Like Caspit, Pfeffer touches on Bibi's three marriages, his history of infidelity and his strange relationship with his current wife, Sara Netanyahu, who has played a very active role in so much of Bibi's political life, particularly after Bibi was caught cheating on her.  The descriptions of Sara, along with the descriptions of her various legal troubles, allegations of corruption, employee abuse and her penchant for being treated like royalty, all contrast with the admiring descriptions of Bibi's previous two wives.  Incidentally, the book was published before Sara Netanyahu actually filed a guilty plea to several allegations  of corruption in the Israeli courts as part of a plea bargain deal.

Pfeffer leaves the book with hints of Bibi's pending legal troubles, a story that has developed to a much greater extent since the book was released.  That being said, over the course of the book, Pfeffer touches on a number of other scandals and corruption allegations that were closed before rising to the level of criminal charges.

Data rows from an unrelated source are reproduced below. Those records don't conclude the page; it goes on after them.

PR #798, opened 2022-07-04
Upgrade email-validator library

nlisgo:


config/config.yml
```diff
@@ -259,9 +259,9 @@ firewall_disable_ufw: true
 
 # PHP Configuration. Currently-supported versions: 7.2, 7.3, 7.4.
 # See version-specific notes: http://docs.drupalvm.com/en/latest/configurations/php/
-php_version: "7.2"
+php_version: "7.4"
 php_install_recommends: no
-php_memory_limit: "256M"
+php_memory_limit: "512M"
```
lsh-0, line 264: I think we run with `128M` in prod, just FYI.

Overall, it is not a flattering biography, but it is quite an interesting read.  There are few genuine political accomplishments that Pfeffer can cite over the course of Bibi's career, other than finding a way to remain in power.  In fairness, Pfeffer gives Bibi some credit for his work as Israel's finance minister. He also notes that Bibi has presided over a period of relatively few military casualties in comparison to other Israeli Prime Ministers, which he acknowledges.  There has been economic progress on some fronts, but Pfeffer also reviews contributions made to that progress under previous Israeli regimes.  But Bibi's overall legacy is to have left a deeply divided country with a festering Palestinian issue to address and some other potential powder-keg issues, while at the same  time damaging the American-Israeli relationship and causing it to become significantly less bi-partisan. And all of that is without any conclusions on the three sets of criminal charges for various forms of corruption, bribery and breach of trust that Bibi is now fighting.

Whereas Caspit's conclusion about Bibi is that his stewardship was one  of "wasted potential," Pfeffer seems more inclined to the view that this is precisely the legacy that Bibi wanted to leave and therein lies the problem.